The RACF driver configuration file is an XML file containing policies and installation options for the Driver object that is deployed in the Identity Vault. The new XML configuration file contains some new options for configuring TSO and OMVS segments, as well as options for using RACF password phrases. Neither of these new options are required, however, there are new policies that must be installed into your existing RACF driver instance to properly convert data to and from the new RACF driver.
Three new polices were added to the Publisher Input Policies:
TSO (RACF) Input Transform
RACF Back Patch Transform
Final TSO Input Transform
Each of these XSLT policies is required for the Publisher channel to properly convert the RACF change log event data into XDS-formatted events that the Publisher channel can operate on.
One new policy was added to the Subscriber Output Transformation Policies:
Subscriber Append RACFCMD
This new policy is required to convert the XDS document into a RACF command, which can then be processed by the new REXX scripts framework.
You can import the new XML configuration to create a brand new RACF Driver object and avoid having to update individual policies. However, if you choose this method, you will need to copy policies from your old driver that are needed for your provisioning guidelines. Furthermore, all associations made through the old driver object will now be invalid. NetIQ recommends you import and update your existing RACF driver.
IMPORTANT:Some policies in the new RACF driver have been updated. If you have customized any of the default policies that came with previous versions of the RACF driver, be sure to rename your policies so the upgrade process does not replace them.
When you import the new XML configuration, it will prompt you for a new driver name or allow you to select an existing driver to update. Follow these steps:
Select your existing RACF driver from the Existing drivers drop-down box.
NOTE:The new RACF driver requires a Remote Loader configuration—even if you are not using the Remote Loader task with your existing RACF driver. Importing the new driver initiates a series of prompts.
When prompted for a remote host and port, enter the IP or DNS host address for the RACF system where the driver shim started task will be running. The default port is 8090.
Enter the driver object password when prompted.
Enter the Remote Loader password when prompted.
Respond to any remaining prompts according to how you intend to use the new rules and policies provided with the new RACF driver.
Once you have finished responding to these prompts, click Next.
You will be prompted to choose any policies you wish to update.
Select, at least, the following new and required policies:
TSO (RACF) Input Transform
RACF Back Patch Transform
Final TSO Input Transform
Subscriber Append RACFCMD
Click Next.
NOTE:At this point, you might receive a -613 error from the iManager plug-ins. If this occurs, you can ignore the message and proceed.
Click Finish to complete the upgrade.
You also will need to restore any custom RACF driver policies you have written. To do this:
Return to the Driver Overview page.
Select the Policy Set from which you wish to restore custom policies.
Click Insert > Use an existing policy to browse for the name of the custom policy.
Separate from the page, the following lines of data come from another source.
PR #3846, opened 2026-08-12
Polish Nav V2 sidebar chrome and API method badges

itsalexcm:
## Why

This PR tightens Nav V2 sidebar polish so the panel feels intentional under both isolated serve and the assembler elastic-nav shell: fewer layout gaps, clearer sticky chrome, reliable “you are here” highlighting, and API rows that match the same visual language.

## Design / UX improvements (in this PR)

Use this list in review — everything below is intentional and should be noticeable in `:3000` (isolated) and `:4000` (assembler).

### Layout & sticky chrome
- [x] Sidebar fills the viewport without a dead gap at the bottom (aside padding + `#pages-nav` height flex fix)
- [x] Assembler sticky offset accounts for secondary nav under the static Elastic header (no double-counting the full shell)
- [x] Scroll-up / scroll-down controls sit under Search / Back chrome (`top: 8px`), pinned to the menu host rather than floating oddly in the tree

### Search & Back (island chrome)
- [x] Search sticky block: `16px` padding + light bottom border (`#e3e8f2`) so it reads as chrome, not part of the tree
- [x] Back control matches scroll-button colors and nav-item geometry (`min-height: 32px`, inline padding, `8px` radius)
- [x] Search input height nudged to ~32px (vertical padding `5px`) so it aligns with Back / row rhythm

### Labels, hierarchy & active state
- [x] Nested labels: first label keeps tighter top padding; sibling nested labels get extra top spacing (`24px`) so section breaks breathe
- [x] Open ancestors use muted ink (`#516381`) for text (chevron stays neutral)
- [x] Current / expanded matching works when hrefs contain dotted segments (`/./…`) — e.g. Extend → Kibana deep pages stay highlighted after load and hx-boost
- [x] Shared “sidebar heading” marker so docs `label:` nodes and API tag-group headings render the same non-clickable heading chrome

### API sidebar
- [x] Single-operation rows show an HTTP method badge (GET / POST / …)
- [x] Multi-operation rows show a neutral multi-method (grid) badge instead of a misleading single method

## Explicitly not in this PR

Call these out so reviewers don’t hunt for them:

- [ ] Island “Overview” row for `index.md` landings (overview is still the island landing URL, but not listed as a `.current` tree row)
- [ ] Sidebar performance / lazy TOC work (large assembler nav HTML cost) — deferred on purpose
- [ ] Content / IA YAML quirks (e.g. `label: ───` separators, nested labels under clickable groups in deploy-manage) — those come from `navigation-v2.yml`, not CSS bugs
- [ ] Broader Nav V2 IA or section restructuring — this branch only polishes chrome on top of `findability/alexcerezo`

## Test plan

- [ ] Isolated serve (`FEATURE_NAV_V2=true`, :3000): no bottom gap; Search/Back borders align; scroll buttons under chrome
- [ ] Assembler preview (:4000): same chrome under elastic-nav; sticky offset tracks secondary nav only
- [ ] Deep page under Extend/Kibana: ancestors + current row highlight (including `/./` URLs)
- [ ] Enter an island: Back chrome matches Search; leave/re-enter via hx-boost without losing highlight
- [ ] API docs sidebar: single-method + multi-op badges look correct next to titles

### DIFF
--- a/docs/_docset.yml
+++ b/docs/_docset.yml
@@ -110,6 +110,7 @@ toc:
       - file: applies-switch.md
       - file: automated_settings.md
       - file: buttons.md
+      - file: card-group.md
       - file: changelog.md
       - file: code.md
       - file: comments.md
@@ -120,10 +121,14 @@ toc:
       - file: file_inclusion.md
       - file: footnotes.md
       - file: frontmatter.md
+      - file: hero.md
+      - file: hub-pages.md
       - file: icons.md
+      - file: intro.md
       - file: images.md
       - file: videos.md
       - file: kbd.md
+      - file: link-card.md
       - file: math.md
       - file: diagrams.md
       - file: lists.md
@@ -132,6 +137,7 @@ toc:
       - file: storybook.md
       - file: links.md
       - file: list-sub-pages.md
+      - file: on-this-page.md
       - file: page-card.md
       - file: stepper.md
       - file: substitutions.md
@@ -140,6 +146,7 @@ toc:
       - file: tables.md
       - file: tabs.md
       - file: titles.md
+      - file: whats-new.md
 
   # Documentation builds
   - folder: documentation
--- a/docs/_docset.yml
+++ b/docs/_docset.yml
@@ -254,3 +254,15 @@ toc:
 
   # Development
   - toc: development
+
+  # Hub / product page fixtures used by local tests and assembler preview
+  - folder: testing
+    children:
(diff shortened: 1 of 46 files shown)


itsalexcm:
Closing: Nav V2 polish stays out of `main`. HTTP method badges that matter shipped on the current sidebar in https://github.com/elastic/docs-builder/pull/3973.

Repeat steps 2-4 for each custom policy you wish to restore.
If you received a -613 error in Step 8 above, you will need to link the required policies manually. To do this:
Return to the Driver Overview page.
Select the Input Transform policies.
Select Publisher Input Transformation and click Insert to insert the new required input transformation policies.
Select Use an existing policy option, then select Final TSO Input Transform.
Repeat Step 4 for RACF Back Patch Transform and TSO (RACF) Input Transform.
Select, then remove, Input Transformation and Input Transformation Script.
The remaining Input Transform policies should display as follows:
TSO (RACF) Input Transform
RACF Back Patch Transform
Final TSO Input Transform
Update Subscriber Output Transformation Policies and follow the same steps to insert Subscriber Append RACFCMD as the first policy in the list.